Qu'est-ce que le Smile Design ?
Les méthodes de projet esthétique du sourire (Smile Design, en anglais) permettent une prévisualisation du sourire, dont la plus connue est le Digital Smile Design (DSD).
L’objectif est d’inclure le contexte facial du sourire au repos et en mouvement dans l’analyse diagnostique esthétique, puis dans la réalisation thérapeutique.
Pour ce faire, la relation entre les dents, les gencives, les lèvres et le visage soumis aux jeux musculaires doit être précisément étudiée.

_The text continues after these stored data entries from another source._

PR #3619, opened 2021-06-23
Return secondary amp mode if this post/page is a web story.

tofumatt:
## Summary

Addresses issue #2998.

## Checklist

### DIFF
--- a/includes/Context.php
+++ b/includes/Context.php
@@ -323,13 +323,13 @@ class Context {
 	 *                     false if AMP not active, or unknown mode
 	 */
 	public function get_amp_mode() {
-		if ( ! class_exists( 'AMP_Theme_Support' ) ) {
-			// If the AMP plugin isn't enabled but this page/post is a web
-			// story, use AMP Secondary mode.
-			if ( is_singular( 'web-story' ) ) {
-				return self::AMP_MODE_SECONDARY;
-			}
+		// If the Web Stories plugin is enabled, consider the site to be running
+		// in Secondary AMP mode.
+		if ( defined( 'WEBSTORIES_VERSION' ) ) {
+			return self::AMP_MODE_SECONDARY;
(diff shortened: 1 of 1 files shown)


includes/Context.php
```diff
@@ -373,7 +373,10 @@ public function get_amp_mode() {
 			) {
 				return self::AMP_MODE_SECONDARY;
 			}
-		} elseif ( function_exists( 'amp_is_canonical' ) ) {
+		} elseif (
+			function_exists( 'amp_is_canonical' ) ||
+			is_singular( 'web-story' )
+		) {
```
aaemnnosttv, line 379: This is too late for this condition since the first line in `get_amp_mode` will return early if the AMP plugin is not installed which is not a requirement/dependency of the Web Stories plugin.

includes/Context.php
```diff
@@ -324,6 +324,12 @@ public function is_amp() {
 	 */
 	public function get_amp_mode() {
 		if ( ! class_exists( 'AMP_Theme_Support' ) ) {
+			// If the AMP plugin isn't enabled but this page/post is a web
+			// story, use AMP Secondary mode.
+			if ( is_singular( 'web-story' ) ) {
```
felixarntz, line 329: @tofumatt In addition to @aaemnnosttv's comment, per https://github.com/google/site-kit-wp/issues/2998#issuecomment-869865609 this shouldn't check whether the current context is a web story (which will _never_ be the case in WP Admin), instead it needs to check whether the Web Stories plugin is active (e.g. check for whether the `WEBSTORIES_VERSION` constant is defined (see https://github.com/google/web-stories-wp/blob/main/web-stories.php).

felixarntz (changes requested):

felixarntz (approved):
Great!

Première précaution : fixer l’état antérieur du patient
L’utilisation de la technique du Smile Design nécessite la prise de clichés photographiques (extra et intra-orales).
Par ailleurs, la réalisation et la conservation de clichés radiographiques préopératoires et de modèles d’étude (physiques ou numériques) restent des éléments indispensables au diagnostic.
Il est également important de consigner dans le dossier médical la demande esthétique exacte du patient et sa motivation au stade pré-prothétique, afin de définir le traitement correspondant à son niveau d’exigence : écoute et dialogue sont les clés de la réussite.
Deuxième précaution : respecter l’obligation de moyens
Le chirurgien-dentiste est tenu, non pas à une obligation de résultat, mais uniquement à une obligation de moyens : il doit mettre tout en œuvre pour tenter de parvenir à une situation satisfaisante sans que la non-obtention du résultat espéré suffise à engager sa responsabilité. Cependant, s'agissant ici de pure esthétique, cette obligation de moyens est renforcée.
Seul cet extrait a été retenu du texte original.